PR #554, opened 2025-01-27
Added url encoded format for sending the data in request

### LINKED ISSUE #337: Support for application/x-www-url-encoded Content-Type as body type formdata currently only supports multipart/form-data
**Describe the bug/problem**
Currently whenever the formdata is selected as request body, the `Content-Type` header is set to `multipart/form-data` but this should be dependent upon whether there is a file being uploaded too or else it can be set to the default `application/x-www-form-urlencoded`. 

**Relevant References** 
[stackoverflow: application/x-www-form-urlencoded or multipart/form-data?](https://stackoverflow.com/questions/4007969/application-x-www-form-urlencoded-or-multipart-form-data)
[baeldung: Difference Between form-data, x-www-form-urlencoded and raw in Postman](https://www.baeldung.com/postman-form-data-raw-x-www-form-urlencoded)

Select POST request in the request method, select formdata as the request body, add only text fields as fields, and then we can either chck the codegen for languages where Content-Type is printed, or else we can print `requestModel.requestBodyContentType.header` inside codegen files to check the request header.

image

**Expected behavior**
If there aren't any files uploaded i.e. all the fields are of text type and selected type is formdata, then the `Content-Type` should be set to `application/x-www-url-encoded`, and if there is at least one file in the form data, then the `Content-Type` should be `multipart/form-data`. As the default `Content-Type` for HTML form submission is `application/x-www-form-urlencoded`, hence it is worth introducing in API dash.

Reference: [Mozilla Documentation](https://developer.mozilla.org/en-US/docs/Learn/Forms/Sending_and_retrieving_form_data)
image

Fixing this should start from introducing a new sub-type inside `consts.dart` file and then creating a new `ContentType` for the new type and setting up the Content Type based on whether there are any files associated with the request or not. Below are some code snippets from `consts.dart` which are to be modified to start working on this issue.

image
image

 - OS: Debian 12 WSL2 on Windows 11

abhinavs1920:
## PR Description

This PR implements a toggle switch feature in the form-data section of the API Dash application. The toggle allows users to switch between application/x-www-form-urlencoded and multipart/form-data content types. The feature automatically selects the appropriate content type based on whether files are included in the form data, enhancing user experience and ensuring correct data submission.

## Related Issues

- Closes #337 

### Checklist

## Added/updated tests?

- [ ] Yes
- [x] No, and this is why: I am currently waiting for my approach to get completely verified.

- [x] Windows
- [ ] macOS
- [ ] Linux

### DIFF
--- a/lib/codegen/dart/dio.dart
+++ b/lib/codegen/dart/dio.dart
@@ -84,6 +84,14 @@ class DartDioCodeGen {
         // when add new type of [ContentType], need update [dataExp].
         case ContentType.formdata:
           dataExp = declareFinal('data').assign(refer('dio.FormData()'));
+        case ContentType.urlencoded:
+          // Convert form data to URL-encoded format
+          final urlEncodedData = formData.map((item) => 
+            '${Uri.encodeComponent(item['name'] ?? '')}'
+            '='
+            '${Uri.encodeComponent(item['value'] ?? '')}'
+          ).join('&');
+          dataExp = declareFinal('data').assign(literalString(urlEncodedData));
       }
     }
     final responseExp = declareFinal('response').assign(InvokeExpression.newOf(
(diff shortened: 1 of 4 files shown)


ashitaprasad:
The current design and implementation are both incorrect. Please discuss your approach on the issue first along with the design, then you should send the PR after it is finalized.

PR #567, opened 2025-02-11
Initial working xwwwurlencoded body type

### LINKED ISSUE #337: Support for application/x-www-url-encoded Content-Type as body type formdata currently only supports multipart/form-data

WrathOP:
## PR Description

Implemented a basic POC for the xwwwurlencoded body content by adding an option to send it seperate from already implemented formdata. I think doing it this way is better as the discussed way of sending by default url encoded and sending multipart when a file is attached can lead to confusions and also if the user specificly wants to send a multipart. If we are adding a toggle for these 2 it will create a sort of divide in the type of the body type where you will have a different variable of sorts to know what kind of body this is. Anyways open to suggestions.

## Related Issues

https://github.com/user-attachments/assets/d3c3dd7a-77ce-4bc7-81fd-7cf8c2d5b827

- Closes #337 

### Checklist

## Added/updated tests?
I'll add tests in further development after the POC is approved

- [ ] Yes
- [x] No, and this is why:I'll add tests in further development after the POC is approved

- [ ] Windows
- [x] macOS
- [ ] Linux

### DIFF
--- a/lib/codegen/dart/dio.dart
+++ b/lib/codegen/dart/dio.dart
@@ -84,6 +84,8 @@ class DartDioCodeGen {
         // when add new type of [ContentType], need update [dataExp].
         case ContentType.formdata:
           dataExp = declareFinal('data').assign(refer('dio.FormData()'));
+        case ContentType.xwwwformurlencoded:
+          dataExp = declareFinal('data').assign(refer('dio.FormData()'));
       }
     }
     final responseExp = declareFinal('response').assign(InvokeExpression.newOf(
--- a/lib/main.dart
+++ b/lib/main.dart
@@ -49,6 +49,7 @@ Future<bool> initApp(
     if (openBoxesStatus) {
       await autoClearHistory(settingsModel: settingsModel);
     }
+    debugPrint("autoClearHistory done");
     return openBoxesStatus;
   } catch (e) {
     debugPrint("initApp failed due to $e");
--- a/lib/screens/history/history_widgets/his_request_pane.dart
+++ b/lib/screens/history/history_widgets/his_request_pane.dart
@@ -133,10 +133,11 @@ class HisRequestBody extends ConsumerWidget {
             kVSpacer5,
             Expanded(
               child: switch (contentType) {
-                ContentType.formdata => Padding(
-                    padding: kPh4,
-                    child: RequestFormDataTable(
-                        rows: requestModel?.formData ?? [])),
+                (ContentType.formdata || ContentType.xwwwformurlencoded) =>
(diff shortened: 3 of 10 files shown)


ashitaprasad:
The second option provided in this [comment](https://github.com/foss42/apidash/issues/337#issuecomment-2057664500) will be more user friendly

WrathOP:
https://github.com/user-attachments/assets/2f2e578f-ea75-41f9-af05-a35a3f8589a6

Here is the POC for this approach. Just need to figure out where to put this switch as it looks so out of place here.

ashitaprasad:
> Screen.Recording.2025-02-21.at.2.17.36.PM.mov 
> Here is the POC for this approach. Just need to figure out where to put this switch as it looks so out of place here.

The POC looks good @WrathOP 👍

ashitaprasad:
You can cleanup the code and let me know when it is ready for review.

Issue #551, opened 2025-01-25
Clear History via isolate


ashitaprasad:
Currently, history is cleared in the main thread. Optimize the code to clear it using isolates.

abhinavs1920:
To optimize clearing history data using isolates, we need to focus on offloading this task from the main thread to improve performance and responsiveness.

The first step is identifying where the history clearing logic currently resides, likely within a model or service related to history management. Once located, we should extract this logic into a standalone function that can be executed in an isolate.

→ Work required:
Please find the lines in the data that contain the word "based" and copy them.

→ Completed task:
Fixing this should start from introducing a new sub-type inside `consts.dart` file and then creating a new `ContentType` for the new type and setting up the Content Type based on whether there are any files associated with the request or not. Below are some code snippets from `consts.dart` which are to be modified to start working on this issue.
This PR implements a toggle switch feature in the form-data section of the API Dash application. The toggle allows users to switch between application/x-www-form-urlencoded and multipart/form-data content types. The feature automatically selects the appropriate content type based on whether files are included in the form data, enhancing user experience and ensuring correct data submission.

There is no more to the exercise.